Send me a private message inregards to your breed, price,and quantity.
Thank you


----------



## Bossroo (Jan 3, 2012)

Sarplaninec said:
			
		

> Send me a private message inregards to your breed, price,and quantity.
> Thank you


I and many other horse breeders/ owners get several e mails just like this inquiring on a purchase of my/our  horses per month.         It is almost ALWAYS a SCAM.


----------



## Sarplaninec (Jan 3, 2012)

Bossroo said:
			
		

> Sarplaninec said:
> 
> 
> 
> ...


Sorry to hear that.


----------



## Royd Wood (Jan 3, 2012)

Sarplaninec said:
			
		

> Send me a private message inregards to your breed, price,and quantity.
> Thank you


So you want many sheep and lambs that are in Macedonia I take it or is it the USA, or Canada.


----------



## Sarplaninec (Jan 3, 2012)

Royd Wood said:
			
		

> Sarplaninec said:
> 
> 
> 
> ...


USA...if you have any let me know.

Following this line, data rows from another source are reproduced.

Issue #357, opened 2025-04-07
http requests had their case change between hubble and snapchain


BlinkyStitt:
The docs for hubble have this example:

```
$ curl 'http://127.0.0.1:3381/v1/reactionById?fid=2&reaction_type=1&target_fid=1795&target_hash=0x7363f449bfb0e7f01c5a1cc0054768ed5146abc0'
```

But with snapchain, it fails with this error.

```
Invalid query parameters: missing field `reactionType`
```

1. I think snapchain is just missing a macro for handling the renames from snake case.

2. Also, `reaction_type` is no longer an int and now its the string name of the enum. So the example will need to be updated to match that.

3. The examples should also put quotes around the url. Mac's default shell now is zsh and that seems to get confused by the `?` in the url without quotes.

Quazia:
@sanjayprabhu Okay if I take this after #344 or you have something you prefer I start on?

sanjayprabhu:
Nope, go for it

sanjayprabhu:
Could you please swap everything to be `snake_case` to be consistent with hubs?

Quazia:
Looking into the existing hubble spec more I'm finding that route level query params are `snake_case` and component level query params are `camelCase` leading to some cases [like this](https://docs.neynar.com/reference/fetch-cast-reactions-1) where the existing query params in the hubble spec are mixed case. I can swap everything to be consistent with hubs, swap everything to be `snake_case` _or_ switch everything to `snake_case`/`camelCase` and alias anything that's inconsistent to ensure backwards compatibility in the short term. Let me know how to proceed 😊

Quazia:
**Digging deeper**
https://github.com/farcasterxyz/hub-monorepo/blob/9b0d11ccaf5e76b20bcca38ee06da889e7842cfe/protobufs/schemas/request_response.proto#L130-L137

Schema in hub monorepo looks consistent with Snapchain

Docs seem out of sync though
https://github.com/farcasterxyz/hub-monorepo/blob/9b0d11ccaf5e76b20bcca38ee06da889e7842cfe/apps/hubble/www/docs/docs/httpapi/reactions.md?plain=1#L11-L20

Quazia:
Is there a single canonical source of truth for the hub spec or is my best bet actually just looking through the hub code?

sanjayprabhu:
[...]

PR #363, opened 2025-04-09
fix: change query params to be backwards compatible with hubs

Quazia:
If this works as expected it'll be necesary to look over the hubble spec and the snapchain spec and alias any divergence.

Addresses #357

### DIFF
--- a/src/network/http_server.rs
+++ b/src/network/http_server.rs
@@ -297,11 +297,12 @@ pub struct CastsByParentRequest {
 #[derive(Debug, Clone, Deserialize, Serialize)]
 pub struct ReactionRequest {
     fid: u64,
-    #[serde(rename = "target_fid", skip_serializing_if = "Option::is_none")]
-    target_cast_id: Option<CastId>,
-    // I think this is actually a different type not just a rename - worth digging into more
-    #[serde(rename = "target_hash", skip_serializing_if = "Option::is_none")]
+    #[serde(skip_serializing_if = "Option::is_none")]
     target_url: Option<String>,
+    #[serde(skip_serializing_if = "Option::is_none")]
+    target_fid: Option<u64>,
+    #[serde(skip_serializing_if = "Option::is_none")]
+    target_hash: Option<String>,
     reaction_type: ReactionType,
 }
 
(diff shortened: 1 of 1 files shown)


src/network/http_server.rs
```diff
@@ -308,11 +308,11 @@ pub struct ReactionRequest {
...
 pub struct ReactionsByFidRequest {
     fid: u64,
-    #[serde(rename = "reactionType")]
+    #[serde(rename = "reactionType", alias = "reaction_type")]
     reaction_type: ReactionType,
-    #[serde(rename = "pageSize", skip_serializing_if = "Option::is_none")]
+    #[serde(rename = "pageSize", alias = "page_size", skip_serializing_if = "Option::is_none")]
     page_size: Option<u32>,
-    #[serde(rename = "pageToken", skip_serializing_if = "Option::is_none")]
+    #[serde(rename = "pageToken", alias = "page_token", skip_serializing_if = "Option::is_none")]
```
sanjayprabhu, line 315: I think we can just get rid of `rename` and `alias` and it should pick up the default snake case?

@CassOnMars Any reason we have to use camel case? Snake case is what hubs use and it's breaking backwards compatibility

Quazia:
[I'm working off of this file for my source of truth](https://github.com/farcasterxyz/hub-monorepo/blob/main/apps/hubble/src/rpc/httpServer.ts#L202)

The biggest refactors were to [`/v1/reactionsByCast` and `/v1/reactionsByTarget`](https://github.com/farcasterxyz/snapchain/pull/363/files#diff-0f70fc9f1333a6b6b6ea261fb4f93593268ba3f64ab042182ec8160698c80478L322-R340)

A few endpoints don't expect params that are expected by the legacy hub server but that shouldn't be an issue they should just get ignored.

The biggest concern is around [`target_hash` vs `target_url` vs `targetUrl`](https://github.com/farcasterxyz/snapchain/pull/363/files#diff-0f70fc9f1333a6b6b6ea261fb4f93593268ba3f64ab042182ec8160698c80478R302-R304) as I believe they're actually different values not just different query names/cases.

Quazia:
For [/v1/reactionsByCast and /v1/reactionsByTarget](https://github.com/farcasterxyz/snapchain/pull/363/files#diff-0f70fc9f1333a6b6b6ea261fb4f93593268ba3f64ab042182ec8160698c80478L322-R340) I tried to make `reactionsByTarget` accept both query patterns and the nested `CastId` object since making that optional works there. For `reactionsByCast` I tried to make it less accepting. Having them overlap with the same request type like before didn't look like a viable option inclusive of backwards compatibility. Still unsure on the approach for [target_hash vs target_url vs targetUrl](https://github.com/farcasterxyz/snapchain/pull/363/files#diff-0f70fc9f1333a6b6b6ea261fb4f93593268ba3f64ab042182ec8160698c80478R302-R304) Maybe the best thing to do is add additional params for the legacy query params in that case since it just fully looks like those endpoints don't consume the hash info now. Maybe it's not a big deal if it's just ignored, I'm not familiar enough with the usage.

src/network/http_server.rs
```diff
@@ -297,18 +297,17 @@ pub struct CastsByParentRequest {
...
     fid: u64,
-    #[serde(rename = "reactionType")]
-    reaction_type: ReactionType,
-    #[serde(rename = "targetCastId", skip_serializing_if = "Option::is_none")]
+    #[serde(rename = "target_fid", skip_serializing_if = "Option::is_none")]
     target_cast_id: Option<CastId>,
-    #[serde(rename = "targetUrl", skip_serializing_if = "Option::is_none")]
+    // I think this is actually a different type not just a rename - worth digging into more
+    #[serde(rename = "target_hash", skip_serializing_if = "Option::is_none")]
     target_url: Option<String>,
```
sanjayprabhu, line 304: Yes, they are different. We should support both target_url and target_hash. Looks like hubs only support target_hash right now, so if you want to pick one, you can pick that and rename this field to `target_hash`

src/network/http_server.rs
```diff
@@ -297,18 +297,17 @@ pub struct CastsByParentRequest {
 #[derive(Debug, Clone, Deserialize, Serialize)]
 pub struct ReactionRequest {
     fid: u64,
-    #[serde(rename = "reactionType")]
-    reaction_type: ReactionType,
-    #[serde(rename = "targetCastId", skip_serializing_if = "Option::is_none")]
+    #[serde(rename = "target_fid", skip_serializing_if = "Option::is_none")]
     target_cast_id: Option<CastId>,
```
sanjayprabhu, line 301: If you're rename this target_fid, rename the field to match and have the data type be u64

src/network/http_server.rs
Quazia: I added support for both - that should still be backwards compatible and it sounds like this is more in line with desired functionality.

sanjayprabhu (approved):

PR #367, opened 2025-04-11
fix: retry connections to bootstrap peers

aditiharini:
If we're disconnected from any of the bootstrap peers, try to reconnect.

### DIFF
--- a/src/network/gossip.rs
+++ b/src/network/gossip.rs
@@ -310,10 +310,13 @@ impl SnapchainGossip {
     }
 
     pub async fn check_and_reconnect_to_bootstrap_peers(&mut self) {
-        warn!("Attempting to reconnect to bootstrap peers...");
-        for addr in &self.bootstrap_addrs {
-            if !self.connected_bootstrap_addrs.contains(addr) {
-                let _ = Self::dial(&mut self.swarm, &addr);
+        let connected_peers_count = self.swarm.connected_peers().count();
+        if !self.read_node || (self.read_node && connected_peers_count == 0) {
+            for addr in &self.bootstrap_addrs {
+                if !self.connected_bootstrap_addrs.contains(addr) {
+                    warn!("Attempting to reconnect to bootstrap peer: {}", addr);
+                    let _ = Self::dial(&mut self.swarm, &addr);
+                }
             }
         }
     }
--- a/src/network/gossip.rs
+++ b/src/network/gossip.rs
@@ -50,6 +50,7 @@ pub struct Config {
     pub announce_address: String,
     pub bootstrap_peers: String,
     pub contact_info_interval: Duration,
+    pub bootstrap_reconnect_interval: Duration,
 }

I do breed Sarplaninacs!


----------



## Rvrfshr (Feb 27, 2012)

Kat/Dorp's are selling for $2.60 lb here (on the hoof) .... all time high price for this area.

We are getting into the Easter season when Christians, Jews and Muslims traditionally eat lamb/sheep.

This is the time of year when prices are highest and retailers are buying.  Lamb in the store sells for close to $9.00 per lb.


----------